Intuitive eating is eating according to one’s hunger pangs, “so that it feels right for you both physically and mentally.” Just because everything is allowed, the appeal of ‘unhealthy eating’ is weakening. “I went through that process myself,” Alessia admits. “I saw sweets in particular as a kind of ‘extra to enjoy’, after which I invariably felt guilty. Just by eating those things when I feel like it, the special is gone. It’s also not the case that if you give yourself unconditional permission to eat everything, you will eat unhealthy. Just eat only ‘unhealthy’ things for a week, you will get tired of it and crave more nutritious meals.”
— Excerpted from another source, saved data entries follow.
PR #1085, opened 2023-06-13
update for ClinkFraming.vhd

ruck314:
### Description
- No ZERO padding for DECA mode


dawoodalnajjar (approved):
No padding in DECA 10-bits. This would become a necessity when operating at maximum bandwidth (7.6Gbps w/ padding , 4.8Gbps w/o padding, with PGPV4 being 6Gbps ). Looks good.

PR #1100, opened 2023-08-08
add placement instruction for idelaye3

jumdz:


jumdz:
Fix of the busy signal issue has not been pushed

PR #1104, opened 2023-08-31
Fix 24LC64FT for rogue v6 compatibility

bengineerd:
### Description

Add offset param to 24LC64FT I2C PROM chip Rogue Device. Offset is now required by rogue for RemoteVariables.


ruck314:
@bengineerd Should we include the `bulkOpEn = FALSE` as well?
```python
            self.add(pr.RemoteVariable(
                name         = 'Mem',
                description  = 'Memory Array',
                offset       = 0x0000,
                numValues    = nelms,
                valueBits    = 32,
                valueStride  = 32,
                bitSize      = 32 * nelms,
                bulkOpEn     = False, # FALSE for large variables
            ))     
```

ruck314 (approved):

PR #1116, opened 2023-09-27
Updating AxiStreamRingBuffer.vhd

ruck314:
### Description
- adding support for COMMON_CLK_G when (dataClk=axilClk) case


jumdz:
Sounds good to me but, couldn't it be even improve by disabling the synchronizer fifos when the COMMON_CLK_G is set to true ?

jumdz (approved):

Try to eat more according to your gut feeling, after a while the guilt feelings disappear.

– Alessia Couvreur, the mindset dietitian

Take a warm bath

How do you best get rid of cravings? “I would say give in and enjoy it,” says Alessia. “That sounds simple, of course – there are often underlying causes such as stress or emotions – but in principle it comes down to this. Try to be aware of your eating rules, and ask yourself if they teach you anything. If not, try to eat more according to your gut feeling. After a while, the guilt will disappear.” Even those who eat intuitively sometimes have cravingsit sounds, “but the urge won’t get that big, because you can just eat it”.

Michaël Sels also recommends eating full meals. “Cutting out a certain macronutrient such as carbohydrates is not a good idea. This creates an energy shortage.” He gives other tips for breaking through learned behavior: “Seek relaxation in other ways, by applying a nice body lotion or taking a warm bath, for example.” In any case, it should be clear that a food craving is not a purely physical phenomenon: “I sometimes read that a craving for chocolate would indicate a magnesium deficiency,” laughs Alessia. “So it doesn’t work that way.”